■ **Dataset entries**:
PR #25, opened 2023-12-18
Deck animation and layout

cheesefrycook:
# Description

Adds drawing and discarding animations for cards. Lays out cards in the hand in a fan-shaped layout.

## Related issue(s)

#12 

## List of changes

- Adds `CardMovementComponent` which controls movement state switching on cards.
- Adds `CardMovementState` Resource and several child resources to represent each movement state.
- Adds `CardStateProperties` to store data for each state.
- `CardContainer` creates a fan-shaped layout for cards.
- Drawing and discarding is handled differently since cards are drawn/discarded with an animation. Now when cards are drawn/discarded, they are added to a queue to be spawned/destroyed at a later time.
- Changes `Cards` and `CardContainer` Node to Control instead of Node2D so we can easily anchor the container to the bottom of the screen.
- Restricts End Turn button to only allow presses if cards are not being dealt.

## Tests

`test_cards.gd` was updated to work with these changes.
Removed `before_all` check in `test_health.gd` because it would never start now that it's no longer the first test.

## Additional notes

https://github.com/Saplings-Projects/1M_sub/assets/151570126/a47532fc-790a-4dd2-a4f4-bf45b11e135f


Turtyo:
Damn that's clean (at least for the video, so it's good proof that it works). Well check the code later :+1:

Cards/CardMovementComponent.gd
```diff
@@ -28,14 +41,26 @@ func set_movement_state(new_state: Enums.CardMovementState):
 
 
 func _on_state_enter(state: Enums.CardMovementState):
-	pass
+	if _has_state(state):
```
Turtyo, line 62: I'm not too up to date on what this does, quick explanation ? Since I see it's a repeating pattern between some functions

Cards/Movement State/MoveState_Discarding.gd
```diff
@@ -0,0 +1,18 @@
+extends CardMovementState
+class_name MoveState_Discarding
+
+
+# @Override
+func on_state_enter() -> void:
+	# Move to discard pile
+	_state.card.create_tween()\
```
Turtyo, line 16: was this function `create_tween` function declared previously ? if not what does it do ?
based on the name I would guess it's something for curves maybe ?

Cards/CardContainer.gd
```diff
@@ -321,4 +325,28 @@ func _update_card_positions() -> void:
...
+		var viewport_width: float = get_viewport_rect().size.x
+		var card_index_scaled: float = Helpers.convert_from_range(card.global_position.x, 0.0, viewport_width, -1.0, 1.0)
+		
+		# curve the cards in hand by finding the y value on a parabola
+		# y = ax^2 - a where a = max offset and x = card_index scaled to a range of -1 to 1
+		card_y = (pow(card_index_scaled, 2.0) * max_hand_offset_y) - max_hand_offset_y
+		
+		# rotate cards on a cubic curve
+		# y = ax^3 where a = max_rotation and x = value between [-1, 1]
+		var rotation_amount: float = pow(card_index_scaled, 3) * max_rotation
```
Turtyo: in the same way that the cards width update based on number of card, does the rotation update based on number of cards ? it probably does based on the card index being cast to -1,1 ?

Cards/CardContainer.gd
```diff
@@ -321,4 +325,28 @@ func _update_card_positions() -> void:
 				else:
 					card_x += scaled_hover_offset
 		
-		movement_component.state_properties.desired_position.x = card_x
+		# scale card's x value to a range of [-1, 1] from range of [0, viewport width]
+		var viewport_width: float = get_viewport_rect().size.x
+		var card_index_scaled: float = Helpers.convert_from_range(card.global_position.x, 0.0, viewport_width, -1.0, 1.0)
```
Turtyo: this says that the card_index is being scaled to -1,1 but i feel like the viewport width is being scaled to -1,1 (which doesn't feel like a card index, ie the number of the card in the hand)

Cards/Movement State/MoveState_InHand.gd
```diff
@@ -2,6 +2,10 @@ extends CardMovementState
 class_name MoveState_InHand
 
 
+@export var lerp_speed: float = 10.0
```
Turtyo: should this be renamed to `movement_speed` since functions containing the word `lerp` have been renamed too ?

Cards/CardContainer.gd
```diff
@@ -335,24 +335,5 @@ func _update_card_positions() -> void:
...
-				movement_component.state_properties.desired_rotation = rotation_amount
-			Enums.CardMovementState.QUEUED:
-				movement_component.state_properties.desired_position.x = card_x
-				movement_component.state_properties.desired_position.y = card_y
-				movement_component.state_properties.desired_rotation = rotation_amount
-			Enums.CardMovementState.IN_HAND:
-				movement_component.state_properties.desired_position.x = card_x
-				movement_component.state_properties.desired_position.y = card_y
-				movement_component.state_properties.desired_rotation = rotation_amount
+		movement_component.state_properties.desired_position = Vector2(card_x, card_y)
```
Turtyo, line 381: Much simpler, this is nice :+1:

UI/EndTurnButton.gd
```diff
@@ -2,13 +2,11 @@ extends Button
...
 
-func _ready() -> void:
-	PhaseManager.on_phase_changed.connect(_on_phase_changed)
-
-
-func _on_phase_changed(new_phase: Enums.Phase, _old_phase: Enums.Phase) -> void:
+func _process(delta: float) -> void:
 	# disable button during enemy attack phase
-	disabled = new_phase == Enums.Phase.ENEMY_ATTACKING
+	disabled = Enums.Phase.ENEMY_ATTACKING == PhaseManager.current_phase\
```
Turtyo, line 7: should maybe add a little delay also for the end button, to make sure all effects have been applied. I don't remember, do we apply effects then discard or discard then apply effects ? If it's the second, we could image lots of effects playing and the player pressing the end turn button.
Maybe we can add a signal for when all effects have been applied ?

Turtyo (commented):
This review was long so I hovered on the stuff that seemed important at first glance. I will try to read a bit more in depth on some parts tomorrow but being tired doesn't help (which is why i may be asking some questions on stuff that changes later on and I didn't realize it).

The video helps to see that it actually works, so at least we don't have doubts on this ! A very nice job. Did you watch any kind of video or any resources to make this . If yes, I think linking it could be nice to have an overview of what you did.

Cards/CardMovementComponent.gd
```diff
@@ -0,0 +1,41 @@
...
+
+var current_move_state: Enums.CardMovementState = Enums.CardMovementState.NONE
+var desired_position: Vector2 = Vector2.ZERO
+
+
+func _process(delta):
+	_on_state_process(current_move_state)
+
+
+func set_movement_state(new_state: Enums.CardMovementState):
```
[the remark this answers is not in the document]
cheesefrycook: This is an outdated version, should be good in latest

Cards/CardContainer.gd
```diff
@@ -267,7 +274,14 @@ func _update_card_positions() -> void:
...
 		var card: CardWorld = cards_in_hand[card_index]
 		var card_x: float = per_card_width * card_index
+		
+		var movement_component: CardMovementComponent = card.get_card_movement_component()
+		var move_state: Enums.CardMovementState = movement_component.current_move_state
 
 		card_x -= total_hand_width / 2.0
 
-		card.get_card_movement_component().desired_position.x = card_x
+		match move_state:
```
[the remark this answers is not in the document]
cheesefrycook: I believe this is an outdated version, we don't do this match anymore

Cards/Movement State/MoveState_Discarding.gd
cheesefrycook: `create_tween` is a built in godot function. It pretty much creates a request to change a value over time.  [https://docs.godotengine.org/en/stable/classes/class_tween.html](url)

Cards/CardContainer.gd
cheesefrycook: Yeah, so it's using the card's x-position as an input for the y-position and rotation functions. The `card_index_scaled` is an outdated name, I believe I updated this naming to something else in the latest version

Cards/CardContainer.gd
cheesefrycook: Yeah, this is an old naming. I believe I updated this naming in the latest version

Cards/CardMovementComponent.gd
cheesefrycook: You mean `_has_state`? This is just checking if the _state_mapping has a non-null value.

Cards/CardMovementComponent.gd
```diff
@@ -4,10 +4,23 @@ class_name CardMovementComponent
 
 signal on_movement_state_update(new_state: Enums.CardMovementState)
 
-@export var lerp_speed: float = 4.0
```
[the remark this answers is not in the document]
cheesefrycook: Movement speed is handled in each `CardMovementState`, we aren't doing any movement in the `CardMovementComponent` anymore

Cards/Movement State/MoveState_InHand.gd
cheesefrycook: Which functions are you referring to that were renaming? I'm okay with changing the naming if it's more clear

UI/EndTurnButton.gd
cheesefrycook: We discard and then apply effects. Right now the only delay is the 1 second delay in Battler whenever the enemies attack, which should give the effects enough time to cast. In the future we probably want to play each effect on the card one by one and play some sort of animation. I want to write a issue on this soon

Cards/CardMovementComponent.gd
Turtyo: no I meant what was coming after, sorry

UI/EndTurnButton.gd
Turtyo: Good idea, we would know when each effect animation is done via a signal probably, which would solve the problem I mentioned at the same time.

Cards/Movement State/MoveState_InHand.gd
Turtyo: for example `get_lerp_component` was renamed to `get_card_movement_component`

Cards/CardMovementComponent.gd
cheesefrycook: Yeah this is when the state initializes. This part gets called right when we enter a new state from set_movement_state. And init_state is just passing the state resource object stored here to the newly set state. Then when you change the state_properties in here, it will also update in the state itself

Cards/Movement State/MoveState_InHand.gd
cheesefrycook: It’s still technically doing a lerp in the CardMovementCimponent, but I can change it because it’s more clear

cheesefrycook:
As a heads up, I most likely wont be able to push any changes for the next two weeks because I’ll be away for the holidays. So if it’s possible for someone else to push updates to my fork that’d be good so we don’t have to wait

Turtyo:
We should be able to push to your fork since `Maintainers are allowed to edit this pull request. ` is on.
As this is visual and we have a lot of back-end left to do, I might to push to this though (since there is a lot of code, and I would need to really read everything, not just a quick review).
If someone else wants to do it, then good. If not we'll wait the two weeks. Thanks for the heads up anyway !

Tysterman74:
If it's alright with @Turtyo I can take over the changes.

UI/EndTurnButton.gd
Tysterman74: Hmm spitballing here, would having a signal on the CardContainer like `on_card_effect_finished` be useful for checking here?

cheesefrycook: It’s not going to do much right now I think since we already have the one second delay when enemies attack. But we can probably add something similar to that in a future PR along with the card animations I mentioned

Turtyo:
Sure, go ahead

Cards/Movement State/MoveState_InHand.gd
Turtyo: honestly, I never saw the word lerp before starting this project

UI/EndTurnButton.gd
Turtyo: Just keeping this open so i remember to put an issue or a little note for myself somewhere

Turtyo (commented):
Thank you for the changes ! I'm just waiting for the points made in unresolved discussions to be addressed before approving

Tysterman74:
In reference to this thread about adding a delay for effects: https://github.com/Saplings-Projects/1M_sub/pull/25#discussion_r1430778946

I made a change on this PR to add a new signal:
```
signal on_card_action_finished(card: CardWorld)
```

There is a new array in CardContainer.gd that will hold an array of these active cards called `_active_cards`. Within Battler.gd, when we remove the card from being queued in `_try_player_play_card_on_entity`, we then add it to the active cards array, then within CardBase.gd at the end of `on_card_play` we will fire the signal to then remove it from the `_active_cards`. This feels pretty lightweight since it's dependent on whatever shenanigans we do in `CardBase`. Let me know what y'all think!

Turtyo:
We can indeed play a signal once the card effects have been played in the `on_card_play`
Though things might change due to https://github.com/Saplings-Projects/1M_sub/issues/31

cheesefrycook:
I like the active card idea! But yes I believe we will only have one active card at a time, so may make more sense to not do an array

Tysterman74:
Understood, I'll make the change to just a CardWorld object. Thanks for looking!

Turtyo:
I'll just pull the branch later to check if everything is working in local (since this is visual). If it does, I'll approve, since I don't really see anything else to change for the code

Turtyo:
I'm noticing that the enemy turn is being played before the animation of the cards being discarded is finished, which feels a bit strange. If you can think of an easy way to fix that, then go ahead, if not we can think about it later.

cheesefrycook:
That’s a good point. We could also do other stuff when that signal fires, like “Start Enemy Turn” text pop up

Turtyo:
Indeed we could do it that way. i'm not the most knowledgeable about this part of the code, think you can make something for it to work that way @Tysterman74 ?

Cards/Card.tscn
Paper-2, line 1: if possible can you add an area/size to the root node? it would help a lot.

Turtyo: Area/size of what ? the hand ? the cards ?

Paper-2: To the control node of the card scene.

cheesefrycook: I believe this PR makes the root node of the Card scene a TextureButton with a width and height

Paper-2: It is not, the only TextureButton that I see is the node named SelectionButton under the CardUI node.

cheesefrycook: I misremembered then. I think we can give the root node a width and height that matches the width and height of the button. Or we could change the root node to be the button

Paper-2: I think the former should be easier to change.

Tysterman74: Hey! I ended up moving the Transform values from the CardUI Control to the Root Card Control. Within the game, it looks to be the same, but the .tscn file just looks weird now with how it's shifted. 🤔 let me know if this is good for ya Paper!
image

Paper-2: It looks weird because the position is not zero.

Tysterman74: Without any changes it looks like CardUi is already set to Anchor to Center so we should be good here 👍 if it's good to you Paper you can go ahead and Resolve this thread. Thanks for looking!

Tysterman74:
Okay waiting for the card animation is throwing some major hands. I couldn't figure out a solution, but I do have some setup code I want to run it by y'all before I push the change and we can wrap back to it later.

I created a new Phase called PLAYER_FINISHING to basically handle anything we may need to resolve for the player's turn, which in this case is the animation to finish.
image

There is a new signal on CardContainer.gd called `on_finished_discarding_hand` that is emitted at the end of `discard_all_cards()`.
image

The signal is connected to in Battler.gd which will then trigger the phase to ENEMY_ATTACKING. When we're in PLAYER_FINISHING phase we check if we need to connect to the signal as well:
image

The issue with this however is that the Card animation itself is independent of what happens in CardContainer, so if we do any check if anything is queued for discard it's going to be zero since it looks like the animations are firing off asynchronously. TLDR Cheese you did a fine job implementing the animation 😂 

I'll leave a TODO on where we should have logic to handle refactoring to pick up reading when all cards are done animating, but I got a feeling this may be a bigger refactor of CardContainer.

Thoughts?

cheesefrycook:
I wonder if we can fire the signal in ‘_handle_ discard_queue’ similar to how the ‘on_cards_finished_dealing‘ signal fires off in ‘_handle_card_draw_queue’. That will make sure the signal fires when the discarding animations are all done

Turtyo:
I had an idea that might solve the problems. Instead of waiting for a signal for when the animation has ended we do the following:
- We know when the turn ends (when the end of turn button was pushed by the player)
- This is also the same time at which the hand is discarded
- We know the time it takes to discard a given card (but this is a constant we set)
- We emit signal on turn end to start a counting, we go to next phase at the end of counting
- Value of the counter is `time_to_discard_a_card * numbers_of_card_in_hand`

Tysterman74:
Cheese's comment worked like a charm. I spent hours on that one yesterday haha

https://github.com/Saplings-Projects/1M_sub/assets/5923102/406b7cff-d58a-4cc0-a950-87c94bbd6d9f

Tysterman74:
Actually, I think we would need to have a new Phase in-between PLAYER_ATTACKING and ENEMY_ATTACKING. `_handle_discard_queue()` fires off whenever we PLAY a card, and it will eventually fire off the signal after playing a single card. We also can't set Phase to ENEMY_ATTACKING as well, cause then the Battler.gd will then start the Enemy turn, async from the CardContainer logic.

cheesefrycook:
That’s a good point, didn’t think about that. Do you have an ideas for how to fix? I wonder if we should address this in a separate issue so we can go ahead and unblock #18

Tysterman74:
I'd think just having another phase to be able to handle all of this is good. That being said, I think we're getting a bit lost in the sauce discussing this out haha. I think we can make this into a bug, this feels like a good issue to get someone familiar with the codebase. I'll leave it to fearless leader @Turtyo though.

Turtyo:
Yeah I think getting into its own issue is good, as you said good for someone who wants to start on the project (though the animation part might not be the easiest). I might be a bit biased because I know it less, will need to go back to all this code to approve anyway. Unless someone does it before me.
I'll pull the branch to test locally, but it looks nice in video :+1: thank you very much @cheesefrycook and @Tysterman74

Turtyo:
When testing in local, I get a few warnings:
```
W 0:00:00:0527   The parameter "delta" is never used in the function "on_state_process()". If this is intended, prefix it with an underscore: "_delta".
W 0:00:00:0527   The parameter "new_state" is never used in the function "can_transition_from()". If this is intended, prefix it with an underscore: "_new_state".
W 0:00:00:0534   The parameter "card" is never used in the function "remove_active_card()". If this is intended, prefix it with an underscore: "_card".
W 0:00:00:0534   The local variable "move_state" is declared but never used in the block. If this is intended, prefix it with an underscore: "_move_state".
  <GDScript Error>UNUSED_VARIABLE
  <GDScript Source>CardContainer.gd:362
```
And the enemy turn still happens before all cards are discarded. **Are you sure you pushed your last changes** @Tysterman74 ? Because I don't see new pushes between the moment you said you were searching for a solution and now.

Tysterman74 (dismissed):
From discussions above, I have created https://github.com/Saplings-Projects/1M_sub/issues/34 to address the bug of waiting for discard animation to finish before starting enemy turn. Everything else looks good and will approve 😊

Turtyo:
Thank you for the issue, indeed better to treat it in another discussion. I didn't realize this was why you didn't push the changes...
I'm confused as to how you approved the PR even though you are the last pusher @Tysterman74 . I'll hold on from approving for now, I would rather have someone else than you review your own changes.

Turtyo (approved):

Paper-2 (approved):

■ **PROBLEM DETAILS**:
Your answer must be the line containing "Thank you for the issue, indeed" through the last line above, copied exactly, with nothing added.

■ **ANSWER FOR THE TASK**:
Thank you for the issue, indeed better to treat it in another discussion. I didn't realize this was why you didn't push the changes...
I'm confused as to how you approved the PR even though you are the last pusher @Tysterman74 . I'll hold on from approving for now, I would rather have someone else than you review your own changes.

Turtyo (approved):

Paper-2 (approved):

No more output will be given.